From Individual Control to Social Protection: New Paradigms for Privacy Law In The Age of Predictive Analytics
Dennis D. Hirsch
What comes after the control paradigm? For decades, privacy law has sought to provide individuals with notice and choice and so give them control over their personal data. But what happens when this regulatory paradigm breaks down?
Predictive analytics forces us to confront this challenge. Individuals cannot understand how predictive analytics uses their surface data to infer latent, far more sensitive data about them, and so they can no longer make meaningful choices about whether to share their surface data in the first place. Predictive analytics also creates threats (such as harmful bias, manipulation, and procedural unfairness) that go well beyond privacy. Taken together, these two features make it difficult, if not impossible, for traditional privacy law to protect people in the algorithmic economy. If privacy law is to offer meaningful protection, it must shift from a liberalist focus on individual control, to a social protection model in which public authorities set substantive standards that defend people against algorithmic threats.

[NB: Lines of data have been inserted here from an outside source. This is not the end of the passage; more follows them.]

PR #1206, opened 2015-09-11
Added new deqp tests and bugfixes.

jasomobica:
Added default vertex attribute, occlusion query, sync, shader texture functions and readpixels tests.
Added state query tests for: shaders, fbo, rbo, buffer objects, internal formats, string queries and indexed parameters.

Improved test results logging and fixed a possible infinite loop in draw tests.


sdk/tests/deqp/functional/gles3/es3fShaderStateQueryTests.js
```diff
@@ -0,0 +1,2241 @@
...
+
+        // test
+        if (this.check(glsStateQuery.verifyProgram(program, gl.LINK_STATUS, true), 'Program link fail' + gl.getProgramInfoLog(program))) {
+            var indices = gl.getUniformIndices(program, ['uniformValue']);
+            var info_type = gl.getActiveUniforms(program, indices, gl.UNIFORM_TYPE)[0];
+            var info_size = gl.getActiveUniforms(program, indices, gl.UNIFORM_SIZE)[0];
+            var info_is_row_major = gl.getActiveUniforms(program, indices, gl.UNIFORM_IS_ROW_MAJOR)[0];
+            this.check(glsStateQuery.compare(info_size, size));
+            this.check(glsStateQuery.compare(info_type, type));
+            this.check(glsStateQuery.compare(info_is_row_major, isRowMajor));
```
jasomobica: I have a doubt here. According to the spec gl.UNIFORM_IS_ROW_MAJOR is a GLint.
IMO the spec should better be changed and gl.UNIFORM_IS_ROW_MAJOR should be boolean. The test in its current shape expects it to be boolean.

kenrussell: Thanks for pointing this out. Submitted #1210 for that spec update.

sdk/tests/deqp/functional/gles3/es3fDefaultVertexAttributeTests.js
```diff
@@ -0,0 +1,541 @@
...
+
+/** @const */ var RENDER_SIZE = 32;
+/** @const */ var s_valueRange = 10;
+/** @const */ var s_passThroughFragmentShaderSource = '#version 300 es\n' +
+                                                        'layout(location = 0) out mediump vec4 fragColor;\n' +
+                                                        'in mediump vec4 v_color;\n' +
+                                                        'void main (void)\n' +
+                                                        '{\n' +
+                                                        ' fragColor = v_color;\n' +
+                                                        '}\n';
```
kenrussell: It's unfortunate that there's duplication like this shader in the dEQP tests. However, I don't think it would be a good idea to try to use WebGLTestUtils' shaders here, since that would introduce an undesirable dependency preventing easy tracking of the C++ code.

sdk/tests/deqp/functional/gles3/es3fDefaultVertexAttributeTests.js
```diff
@@ -0,0 +1,541 @@
...
+    this.m_program = new gluShaderProgram.ShaderProgram(gl, gluShaderProgram.makeVtxFragSources(this.genVertexSource(), s_passThroughFragmentShaderSource));
+    if (!this.m_program.isOk())
+        testFailedOptions('could not build program', true);
+
+    var fullscreenQuad = [
+         1.0, 1.0, 0.0, 1.0,
+         1.0, -1.0, 0.0, 1.0,
+        -1.0, 1.0, 0.0, 1.0,
+        -1.0, -1.0, 0.0, 1.0
+    ];
```
kenrussell: Same duplication in things like this geometric data.

sdk/tests/deqp/functional/gles3/es3fOcclusionQueryTests.js
```diff
@@ -0,0 +1,461 @@
...
+
+    gl.endQuery(this.m_queryMode);
+    gl.finish();
+    gl.disable(gl.SCISSOR_TEST);
+    gl.disable(gl.STENCIL_TEST);
+    gl.disable(gl.DEPTH_TEST);
+
+    // Check that query result is available.
+    var resultAvailable = /** @type {boolean} */ (gl.getQueryParameter(query, gl.QUERY_RESULT_AVAILABLE));
+    assertMsgOptions(resultAvailable, 'Occlusion query failed to return a result after glFinish()', false, true);
```
kenrussell: These sorts of checks in these tests -- where a query's result must be available after a glFinish -- are going to have to be restructured. See the text in this WebGL 1.0 extension:

https://www.khronos.org/registry/webgl/extensions/EXT_disjoint_timer_query/

"A query's result must not be made available until the current frame has completed rendering."

This is needed to provide uniform behavior among implementations, and prevent developers from adding busy loops to their applications.

I'm soon going to restructure Chromium's implementation of WebGL query objects to honor that requirement, at which point basically all of the ported dEQP tests that use queries are going to break. We will need to change them to issue multiple requestAnimationFrame calls, waiting for the query result to be available, and then proceed with the test.

How difficult is it going to be to add a "second part" to all of the tests which use queries? I'm thinking of something like a callback function which acts as a predicate indicating whether it can proceed, and another callback with the rest of the test. Or, multiple callbacks in the case where the test issues multiple queries.

sdk/tests/deqp/functional/gles3/es3fShaderStateQueryTests.js
```diff
@@ -0,0 +1,2241 @@
...
+        'longlongUniformBlockName.vector2',
+        'shortUniformBlockName.vector2',
+        'shortUniformBlockName.vector4'
+    ];
+
+    // test UNIFORM_BLOCK_INDEX
+
+    var uniformIndices = gl.getUniformIndices(program, uniformNames);
+
+    /* TODO: wait for spec clarification */
```
kenrussell: What spec clarification is needed here?

sdk/tests/deqp/modules/shared/glsLifetimeTests.js
```diff
@@ -745,7 +745,7 @@ glsLifetimeTests.LifeTest.testGen = function() {
     else
         assertMsgOptions(!this.m_type.exists(obj), 'create* should not have created an object, but did', false, true);
     this.m_type.release(obj);
-    testPassed(this.fullName() + ' ' + this.description);
+    testPassed('Passed');
```
kenrussell: Out of curiosity why are these messages being simplified?

kenrussell: Never mind, I see the change below in testPassed.

kenrussell: I do think that passing the string 'Passed' is redundant here.

sdk/tests/js/js-test-pre.js
```diff
@@ -214,6 +214,9 @@ var TestFailedException = function (message) {
 
 function testPassed(msg)
 {
+    if (_currentTestName)
+      msg = _currentTestName + ': ' + msg;
```
kenrussell: Perhaps you could simplify the callers by writing something like:

  if (!msg)
    msg = 'Passed'
  if (_currentTestName)
    ...

sdk/tests/js/js-test-pre.js
```diff
@@ -225,6 +228,9 @@ function testPassed(msg)
 
 function testFailed(msg)
 {
+    if (_currentTestName)
+      msg = _currentTestName + ': ' + msg;
```
kenrussell: Same here (with 'Failed')

kenrussell:
Thank you for this substantial work. It looks good overall and I'm merging it as is. A few comments; let's please work toward addressing them in future pull requests. Thanks.

sdk/tests/deqp/functional/gles3/es3fOcclusionQueryTests.js
jasomobica: If occlusion query results are not available immediately after glFinish(), then doesn't it make occlusion query useless?
My understanding is that, in real life applications, we use occlusion query with a simple bonding box to see if an object is visible. If it is visible, then we start the real rendering.
If we need to return the control to the browser to get the query results, wouldn't it be too slow to be worth the effort?

sdk/tests/deqp/functional/gles3/es3fShaderStateQueryTests.js
jasomobica: Old comment. I'll remove it in a follow up patch.

sdk/tests/deqp/functional/gles3/es3fOcclusionQueryTests.js
kenrussell: In order to get proper pipelining of occlusion query results it's necessary to wait until the next frame to retrieve them. My understanding is that most engines use the occlusion query results from the previous frame. Yes, this means that the occlusion results are a frame behind. It doesn't make them useless.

Leading scholars have recognized the need for such a shift and have proposed ways to achieve it. This Article will argue that, while they move the ball forward, these proposals do not provide an adequate solution. It will propose that the Federal Trade Commission (“FTC”) use its unfairness authority to draw substantive lines between data analytics practices that are socially appropriate and fair, and those that are inappropriate and unfair, and will examine how the FTC would make such determinations. It will argue that this existing authority, which requires no new legislation, provides a comprehensive and politically legitimate way to create much needed societal boundaries around corporate use of predictive analytics. It will conclude that the FTC could use its unfairness authority to address the threats that the algorithmic economy creates. Were the FTC to do so, that would move us past the liberalist paradigm of privacy law and towards a legal system that can protect people in the age of predictive analytics and artificial intelligence.